Eninde sonunda Türkiye devleti Kürtlerle son bir hesaplamaya girisecektir. Bu defa ne kadar basarili olacagi süpheli, çünkü Kürt halki 1920`lerin Kürt halki degildir. Ancak buna ragmen toplu bazi katliamlari devreye sokacaktir. Devlet kendi Polis ve askeriyle bas edemedigi bir ulusa karsi, kendi (Türk) halkinindan yardim isteyecektir. Bunu dolayli yolardan yaparak, uluslararasi alanda bas sorumluluktan kendini kurtarmak amacindadir. Bunuda provokasyonlarla, fasist milliyetçi propogandalarla gerçeklestirecektir.
Son Olaylar birazda Ergenekon ve Balyoz davasiyla ayni döneme denk gelmeside PKK ve Genelkurmay iliskileri üzerindeki süpheleri dahada artiriyor. Bunu firsat bilen Fasist Türk Sömürgeci sistemi kendi iktidarini yeniden pekistirmek istiyor. Ama temelin (TC`nin) taslari bir kere yerinden oynadi ve onu tamir etmek öyle kolay degil.

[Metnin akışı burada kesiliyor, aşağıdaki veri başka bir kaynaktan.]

PR #308, opened 2022-04-14
bugfix(k8s): avoid InspectContainer panic where container is not Terminated

cognifloyd:
Closes https://github.com/go-vela/community/issues/564

slightly refactors the test so that I could include a failing test case.

PR #323, opened 2022-04-25
bugfix(k8s): do not log false-positive error when pause image is running

cognifloyd:
Follow up for #308 which successfully prevented a panic, but was still logging errors (about the pause image running) when it shouldn't have. It seems the test case added in #308 did not cover the pause image running, so this adds a couple of tests for that to ensure that that does NOT fail.

We have to use the canonical (parsed) pause image or it won't match at runtime:
https://github.com/go-vela/worker/blob/c25339835ea70c10e00d947ab3c08e2ab31b2135/runtime/kubernetes/container.go#L138

I also check for the simple non-canonical image name as well to simplify any unrelated tests that might incidentally use this.

~Also add a helpful note/comment about ContainerState objects.~

### DIFF
--- a/runtime/kubernetes/container.go
+++ b/runtime/kubernetes/container.go
@@ -53,17 +53,9 @@ func (c *client) InspectContainer(ctx context.Context, ctn *pipeline.Container) 
 
 		// avoid a panic if the build ends without terminating all containers
 		if cst.State.Terminated == nil {
-			for _, container := range pod.Spec.Containers {
-				if cst.Name != container.Name {
-					continue
-				}
-
-				// steps that were not executed will still be "running" the pause image as expected.
-				if container.Image == pauseImage {
-					return nil
-				}
-
-				break
+			// steps that were not executed will still be "running" the pause image as expected.
+			if cst.Image == pauseImage || cst.Image == image.Parse(pauseImage) {
+				return nil
 			}
 
 			return fmt.Errorf("expected container %s to be terminated, got %v", ctn.ID, cst.State)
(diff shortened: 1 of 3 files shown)


runtime/kubernetes/container.go
```diff
@@ -53,17 +53,9 @@ func (c *client) InspectContainer(ctx context.Context, ctn *pipeline.Container)
 
 		// avoid a panic if the build ends without terminating all containers
 		if cst.State.Terminated == nil {
-			for _, container := range pod.Spec.Containers {
```
cognifloyd, line 56: I realized that the image is already in `cst` so we don't need to look it up. That simplified this logic quite a bit.

runtime/kubernetes/container.go
```diff
@@ -378,6 +370,10 @@ func (c *client) WaitContainer(ctx context.Context, ctn *pipeline.Container) err
 				continue
 			}
 
+			// cst.State has details about the cst.Image's exit.
+			// cst.LastTerminationState has details about the kubernetes/pause image's exit.
+			// cst.RestartCount is 1 at exit due to switch from kubernetes/pause to final image.
```
jbrockopp, line 375: Should these be removed?

jbrockopp (changes requested):
LGTM - one qq:

runtime/kubernetes/container.go
jbrockopp: I don't think removing it is necessary since it has a purpose 👍 

More so, I wanted to double check that this was copied in during developmment and then left unintentionally

jbrockopp (dismissed):
LGTM

cognifloyd:
Oops. I missed that you approved. In any case, I dropped the comment, I can add it later if needed.

wass3r (approved):
ty

PR #326, opened 2022-04-26
feat(internal/skip): add event action handling for skip method

ecrupper:
Part of the effort for https://github.com/go-vela/community/issues/159

When we determine whether a container should skip at runtime, we check that the events match. With the introduction of `event_action` for scoping, we need to form that string in order to not skip those containers.


cognifloyd (approved):

wass3r (dismissed):

wass3r (changes requested):
can we throw a test into skip_test to cover action?

wass3r (dismissed):
Thanks

cognifloyd (approved):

Kürtlerin görevi Islamci`larla Kemalist`lerin arasindaki çeliskilerden yaralanip Kürdistani özgürlügüne kavusturacak bir politika yerine, bazi Kürt aydinlari BDP vasitasiyla isbirlikçi PKK`nin kuyruguna takilip devlete rahat nefes aldiracak ve varolan kaostan kurtaracak bir politika izlemeleri, Kürt`lere va Kürdistan`a yapilacak büyük bir haksizliktir.
Fasist ve irkçi Kemalist iktidar 1923- 40 yillarda Katlettigi Kürt`lerin disinda kalanlari asimille etmek ve Kürdistani insanlastirmak için yüzbinlercesini Türkiye`nin iç taraflarina sürdü. Yolda ölmeyipte kalanlarda aç ve yoksulluk içinde süründüler. 60`lardan sonra Kapitalismin sömürüsüne kapilip is bulmak için sehirlere göç eden Kürt`lere, 1980`den Sonra devlet terörü yüzünden milyonlara varan Kürt kitlesi büyük sehirlere basta Istanbul Mersin, Ege ve her tarafa yayildilar.

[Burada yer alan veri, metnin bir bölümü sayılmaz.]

PR #329, opened 2022-04-28
bugfix: make sure kubernetes log streaming gets canceled with build

cognifloyd:
While implementing #304 (improving context usage) and then #317 (improve worker log context management) I noticed that the Kubernetes Runtime's `TailContainer` ignores the context as it makes its requests. This fixes that so that tailing will stop if the streamCtx (which gets passed to TailContainer) is canceled.

### DIFF
--- a/runtime/kubernetes/container.go
+++ b/runtime/kubernetes/container.go
@@ -238,6 +238,10 @@ func (c *client) setupContainerEnvironment(ctn *pipeline.Container) error {
 func (c *client) TailContainer(ctx context.Context, ctn *pipeline.Container) (io.ReadCloser, error) {
 	c.Logger.Tracef("tailing output for container %s", ctn.ID)
 
+	// create a logsContext that will be canceled at the end of this
+	logsContext, logsDone := context.WithCancel(ctx)
+	defer logsDone()
+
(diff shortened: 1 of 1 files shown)


wass3r (approved):

jbrockopp (approved):
LGTM

runtime/kubernetes/container.go
```diff
@@ -238,6 +238,10 @@ func (c *client) setupContainerEnvironment(ctn *pipeline.Container) error {
 func (c *client) TailContainer(ctx context.Context, ctn *pipeline.Container) (io.ReadCloser, error) {
 	c.Logger.Tracef("tailing output for container %s", ctn.ID)
 
+	// create a logsContext that will be canceled at the end of this
+	logsContext, logsDone := context.WithCancel(ctx)
+	defer logsDone()
+
```
cognifloyd, line 244: Aargh. This is wrong.

We can't create a context here because we expect (at least part of) logsFunc to continue running after TailContainer returns. Then StreamStep/StreamService/etc read from the returned ReadCloser until the end of the stream. If the context gets canceled at the end of TailContainer, then the streaming is stopped before Stream* has read anything from it.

Simdi PKK`ya öfke maskesi altinda, buralara yerlesen Kürtleri yeniden Katletmek veya kovmak girisimleri devlet tarafinda çerçevesi çizilmis bir programla adim adim uygulaniyor. Dörtyol ve Inegöl yalnizca bir baslangiçtir. Devlet Fasizmiyle Sokak Fasizminin bir provasi niteligindedir. Bir yerden etesleyip sonra her tarafa yaymak istiyorlar. Apo ve PKK bunun birer piyonudurlar. Yani atesi piyonlar yakar, Sokak Fasistleride devletin Askeri, Polisi kurumasi altinda katliamlara girisir. 1980 öncesi Maras, çorum baska birçok yerde devletin denetimi altinda bunu uyguladilar.

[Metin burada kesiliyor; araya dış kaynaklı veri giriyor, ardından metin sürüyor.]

PR #331, opened 2022-04-30
feat(k8s): Make RunContainer detect/report more error conditions like image pull errors

cognifloyd:
This is an alternate implementation of #279 using the `SharedInformer` infra to watch events introduced in #519.
Closes #279

## Overview

The Docker Runtime surfaces image pull errors naturally because of the blocking synchronous requests to pull an image or start a container.

The Kubernetes Runtime has to watch for events that show any errors with pulling images.

## `RunContainer` changes in k8s runtime

Wait until one of these conditions before returning:
- build canceled
- container is running
- got an image pull error

## `WaitContainer` changes in k8s runtime

Wait until one of these conditions before returning:
- build canceled (new)
- container is terminated (was already doing this)

## `containerTracker` additions

I added signal channels for `Running` and `ImagePulled`. I also added a channel for receiving image pull errors in `RunContainer`.

## `podTracker` changes

I need pod `Name` and `Namespace` in more places, so I copy those into the podTracker now.

I was surprised that the `SharedInformerFactory` I used to create the Informer/Lister for watching the build Pod did NOT work for watching events. Apparently, events don't get labeled, so I had to add a separate `eventInformerFactory` that uses a FieldSelector instead of a LabelSelector when making the list/watch API calls.

I did not rename `informerFactory` to `podInformerFactory` because it can easily be used for other k8s resources in the future (if needed), just not for Events.

I also added the Event event handler funcs (wow that was a mouth full - events about Events).

`podTracker.inspectContainerEvent()` (called by the Event event handlers) is responsible for
- sending the image pull events to `RunContainer`
- closing the `ImagePulled` signal channel when an event indicates that the pull was successful

I also adjusted `podTracker.inspectContainerStatuses()` so that it can also:
- surface image pull errors (in case the error is visible there, but not through the Events API - which is unlikely, but there doesn't seem to be any kind of guarantees about event availability, so this covers our bases)
- close the `Running` signal channel when the container status shows that it is running.

TODO:
- [x] merge #302
- [x] rebase
- [ ] write tests

### DIFF
--- a/runtime/kubernetes/container.go
+++ b/runtime/kubernetes/container.go
@@ -81,6 +81,12 @@ func (c *client) RunContainer(ctx context.Context, ctn *pipeline.Container, b *p
 		return err
 	}
 
+	// get the containerTracker for this container
+	ctnTracker, ok := c.PodTracker.Containers[ctn.ID]
+	if !ok {
+		return fmt.Errorf("containerTracker missing for %s", ctn.ID)
+	}
+
 	// set the pod container image to the parsed step image
 	c.Pod.Spec.Containers[c.containersLookup[ctn.ID]].Image = _image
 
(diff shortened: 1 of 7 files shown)


runtime/kubernetes/container.go
```diff
@@ -23,6 +23,38 @@ import (
...
+	// nolint: godot // commented code is not a sentence
+	// known scheduler event reasons can be found here:
+	// https://github.com/kubernetes/kubernetes/blob/v1.23.6/pkg/scheduler/schedule_one.go
+	//reasonFailedScheduling = "FailedScheduling"
+	//reasonScheduled        = "Scheduled"
+
+	// known kubelet event reasons are listed here:
+	// https://github.com/kubernetes/kubernetes/blob/v1.23.6/pkg/kubelet/events/event.go
+
+	// kubelet image event reasons.
```
kneal, line 37: Would it make sense to just use their constants or wrap them at least so we know when they change?

runtime/kubernetes/pod_tracker.go
```diff
@@ -143,6 +170,83 @@ func (p *podTracker) getTrackedPod(obj interface{}) *v1.Pod {
...
+		"handling %s event update event for %s: fieldPath=%v",
+		newEvent.Type, // Normal, Warning
+		p.TrackedPod,
+		newEvent.InvolvedObject.FieldPath,
+	)
+
+	p.inspectContainerEvent(newEvent)
+}
+
+// HandleEventDelete is an DeleteFunc for cache.ResourceEventHandlerFuncs for Events.
```
kneal, line 211: If this is dead code, I'd prefer we delete it.

kneal (changes requested):

runtime/kubernetes/pod_tracker.go
cognifloyd: deleted

runtime/kubernetes/container.go
kneal: Cool, just checking. I just noticed when I went to the code they were public on the package. So, thought they might be importable.

kneal (approved):
LGTM 🐬

runtime/kubernetes/container.go
jbrockopp: Thought I'd provide a bit of clarity on this subject...

The tl;dr is you can vendor from `k8s.io/kubernetes` but its not pretty 😅 

Here's the reason why `go get k8s.io/kubernetes` fails:

https://github.com/kubernetes/kubernetes/issues/79384#issuecomment-505607224

And to actually vendor from `k8s.io/kubernetes`, you have to add a `replace` directive for all nested packages:

https://github.com/kubernetes/kubernetes/issues/79384#issuecomment-505627280

If we want, there are people who've scripted the approach to this so updating the version is easier:

https://github.com/kubernetes/kubernetes/issues/79384#issuecomment-521493597

To see a real world example of what this looks like in the `go.mod` file:

https://github.com/kubernetes-sigs/cloud-provider-huaweicloud/blob/9589bc854c29e399476479f9c5aa9599b2064da5/go.mod#L18-L40

jbrockopp (approved):
LGTM

runtime/kubernetes/container.go
cognifloyd: Eww... All that work just to reuse some constants... Not worth it imo.

jbrockopp: Agreed 😄

cognifloyd:
I'm running into some issues with this, so I'm moving it back to draft for now.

Bu sebeplerden ötürü Kürt halkinin her yerde kendi savunmak için silahlanmasi gerekir. Türk`ün bahti yoktur derler. Selçuklulardan Osmanlilara ve TC döneminde Kürtlerin nasil aldatildiklari Türk yöneticilerinin kiliktan kiliga girdikleri ve sonunda Kürtlere veriler edilen hiç bir vaadin yerine getirilmedigini görürüz. Katliam yapmak, insan öldürmek onlarin suyunda var, çünkü zevk bundan aliyorlar.
Sonuç olarak Kürt halkinin kendini koruma metotlari gelistirmesi ve uluslararasi alanda Katliamlara karsi duyarli olunmasi için çesitli diplomatik girisimlerin canli tutulmasi gerekir.